As AFL-CIO President Richard Trumka argues:
Flawed trade and tax policies and a financial system focused on short-term profits drove good jobs offshore, led to record trade deficits, and left the economy in ruins. With the manufacturing share of gross domestic product withering to 12 percent (from 15.9 percent in 1995) and the financial sector growing to 22 percent, the structure of the U.S. economy looks more like Monaco than Germany. This growth model of asset bubbles, low wages, credit pyramids, toxic assets and unregulated out-of-control global capital has been a recipe for disaster.
There is a reason every other developed and advanced developing nation has a manufacturing strategy. Most governments see manufacturing as key to long-term growth, and they target investment in industries and technology. In contrast, our government abandoned strategy to market forces and left workers and communities hanging without a safety net.

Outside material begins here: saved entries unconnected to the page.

PR #1614, opened 2024-05-06
test: Wait for IPv6 address before testing pixels

mvollmer:
So that the picture is stable.

### DIFF
--- a/test/check-machines-nics
+++ b/test/check-machines-nics
@@ -56,6 +56,7 @@ class TestMachinesNICs(machineslib.VirtualMachinesCase):
         b.wait_in_text('#vm-subVmTest1-networks td[data-label="Source"]', "TAP device")
         b.wait_in_text("#vm-subVmTest1-network-1-tapdevice", "vnet0")
         b.wait_in_text("#vm-subVmTest1-network-1-ipv4-address", "192.168.122.")
+        b.wait_visible("#vm-subVmTest1-network-1-ipv6-address")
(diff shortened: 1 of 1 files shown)


martinpitt:
Thanks! Do you have a link to an example failure?

mvollmer:
> Thanks! Do you have a link to an example failure?

Here: https://cockpit-logs.us-east-1.linodeobjects.com/pull-1601-922588b7-20240506-093822-fedora-40/log.html

mvollmer:
(The reference image doesn't have ipv6 in it, so we need to update it. That's why this is Draft.)

mvollmer:
Huh?  Does the IPv6 address actually only show up with `os="linux2022"`? That doesn't make sense to me right now, but...

mvollmer:
> Huh? Does the IPv6 address actually only show up with `os="linux2022"`? That doesn't make sense to me right now, but...

Ah, of course, missing change notifications. We have to wait until there is IPv6 address before switching to the page.

mvollmer:
> > Huh? Does the IPv6 address actually only show up with `os="linux2022"`? That doesn't make sense to me right now, but...
> 
> Ah, of course, missing change notifications. We have to wait until there is a IPv6 address before switching to the page.

Ok, the IPv6 link-local address gets reported by the guest agent, and the agent indeed only gets connected by default with linux2022. So, we only need to do this in #1601.

PR #1616, opened 2024-05-07
disks: Display source for disks of type "block"

mvollmer:
They have an entry like `<source dev="..." />`.

### DIFF
--- a/src/components/vm/disks/vmDiskColumns.jsx
+++ b/src/components/vm/disks/vmDiskColumns.jsx
@@ -39,6 +39,7 @@ const _ = cockpit.gettext;
 
 export const DISK_SOURCE_LIST = [
     { name: "file", label: _("File") },
+    { name: "dev", label: _("Block device") },
     { name: "device", label: _("Device") },
     { name: "protocol", label: _("Protocol") },
     { name: "pool", label: _("Pool") },
--- a/test/check-machines-disks
+++ b/test/check-machines-disks
@@ -1667,6 +1667,28 @@ class TestMachinesDisks(machineslib.VirtualMachinesCase):
                 force=True,
             ).execute()
 
+    def testBlockDeviceDisk(self):
+        b = self.browser
+        m = self.machine
+
+        loop_dev = self.add_loopback_disk()
+
+        self.createVm("subVmTest1", running=False)
+        m.execute(f"virt-xml subVmTest1 --add-device --disk source.type=block,source.dev={loop_dev}")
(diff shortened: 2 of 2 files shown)


martinpitt (dismissed):
Test s'il te plaît ? This doesn't seem to be caught by any pixel test either.

mvollmer:
> Test s'il te plaît ? This doesn't seem to be caught by any pixel test either.

Added!

martinpitt:
Thanks! This new test [fails](https://cockpit-logs.us-east-1.linodeobjects.com/pull-1616-79ef972d-20240508-114144-debian-stable/log.html#84) on all Debian/Ubuntu due to AppArmor not allowing access to /dev/loop0. But as it doesn't seem to break the VM startup on the outside (Just that supposedly the guest can't actually access it), I suggest to simply allow that message. There's plenty of precedent like
```
self.allow_journal_messages(f'.* type=1400 .* apparmor="DENIED" operation="open" profile="libvirt.* name="{self.vm_tmpdir}.*')
```

src/components/vm/disks/vmDiskColumns.jsx
```diff
@@ -39,6 +39,7 @@ const _ = cockpit.gettext;
 
 export const DISK_SOURCE_LIST = [
     { name: "file", label: _("File") },
+    { name: "dev", label: _("Block device") },
```
allisonkarlitskaya, line 42: The commit message says "type block", but this says "dev"...  I guess that's what the XML fragment is trying to explain?

allisonkarlitskaya (approved):

src/components/vm/disks/vmDiskColumns.jsx
mvollmer: Yes, exactly. This is how the code works in general.  A disk XML might look like this:

```
<disk type='file' device='disk'>
      <driver name='qemu' type='qcow2' discard='unmap'/>
      <source file='/var/lib/libvirt/images/foo.qcow2'/>
      <target dev='vda' bus='virtio'/>
      <address type='pci' domain='0x0000' bus='0x04' slot='0x00' function='0x0'/>
</disk>
```

Cockpit ignores the `type` attribute of `<disk>` and only looks at the `<source>` element. If that has a `file` attribute, for example, the "Source" column in the table gets a entry with "File  /var/lib/libvirt/images/foo.qcow2".

This PR extends this to also recognize `<source>` elements with `dev` attributes. They only happen with `<disk>` elements with `type="block"`.  I hope. :)

PR #1617, opened 2024-05-07
disks: Don't take defaults from existing volumes when creating a new one

mvollmer:
Specifically, don't declare the new device for a new volume to be a CDROM when the first volume in the selected pool happens to be a ISO.

### DIFF
--- a/src/components/vm/disks/diskAdd.jsx
+++ b/src/components/vm/disks/diskAdd.jsx
@@ -397,7 +397,7 @@ export const AddDiskModalBody = ({ disk, idPrefix, isMediaInsertion, vm, vms, su
 
     const getPoolFormatAndDevice = (pool, volName) => {
         const params = { format: getDefaultVolumeFormat(pool), device: "disk" };
-        if (['dir', 'fs', 'netfs', 'gluster', 'vstorage'].indexOf(pool.type) > -1) {
+        if (volName && ['dir', 'fs', 'netfs', 'gluster', 'vstorage'].indexOf(pool.type) > -1) {
             const volume = pool.volumes.find(vol => vol.name === volName);
             if (volume?.format) {
                 params.format = volume.format;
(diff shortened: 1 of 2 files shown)


mvollmer:
This was hella confusing. I have a Alpine ISO in my default pool, which meant that each newly created volume in that pool would be added as a CDROM to the machine. I didn't get to use a virtio bus, and the image format was always raw. Very magic.  I blame `useEffect`.

mvollmer:
Yes, yes, a test would be nice... :-)

martinpitt (dismissed):
Thanks!

mvollmer:
> Yes, yes, a test would be nice... :-)

Added, and it found a bug. :-)

martinpitt (dismissed):
Hah, nice!

martinpitt:
Rebased, to get a new run after re-dropping cloud-init from alpine. The previous run was way too red.

martinpitt:
This [breaks testAddDiskDirPool everywhere](https://cockpit-logs.us-east-1.linodeobjects.com/pull-1617-1921153b-20240508-100425-arch/log.html#80), I'm afraid

mvollmer:
> This [breaks testAddDiskDirPool everywhere](https://cockpit-logs.us-east-1.linodeobjects.com/pull-1617-1921153b-20240508-100425-arch/log.html#80), I'm afraid

That was the switch to q35 by default... now cdroms can't be hotplugged anymore apparently (except on rhel-9???). I rearrange the tests a bit.

src/components/vm/disks/diskAdd.jsx
```diff
@@ -397,7 +397,7 @@ export const AddDiskModalBody = ({ disk, idPrefix, isMediaInsertion, vm, vms, su
 
     const getPoolFormatAndDevice = (pool, volName) => {
         const params = { format: getDefaultVolumeFormat(pool), device: "disk" };
-        if (['dir', 'fs', 'netfs', 'gluster', 'vstorage'].indexOf(pool.type) > -1) {
+        if (volName && ['dir', 'fs', 'netfs', 'gluster', 'vstorage'].indexOf(pool.type) > -1) {
```
martinpitt, line 400: To make sure I understand: Is this functionally required to fix this bug, or just an unrelated optimization? I.e. are there pool volumes with undefined names which would unintentionally match here?

martinpitt (approved):
Danke!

However, if we just regulate Wall Street alone, we will not be able to grow a good economy. We must invest in manufacturing. Scott Paul, executive director of the Alliance for American Manufacturing, puts it this way:
But chalking up the blame to a few bad apples on Wall Street and their risky financial instruments, and responding by simply providing appropriate regulation in the financial services sector, will ultimately be unsatisfying. There are much deeper, structural issues which must be urgently addressed. Otherwise, the absurd positive feedback loop will continue: consumer debt, subsidized Chinese imports, American job loss and factory closures, the growing U.S. current account deficit, burgeoning Chinese currency reserves reinvested in American debt…These will only inflate new bubbles and reinforce our current problems.
We must both re-regulate the financial markets and re-create our manufacturing base to ensure an economy that works for everyone. Otherwise, we will simply borrow and borrow more and inflate asset bubbles that leave us deeper and deeper in financial crisis every time.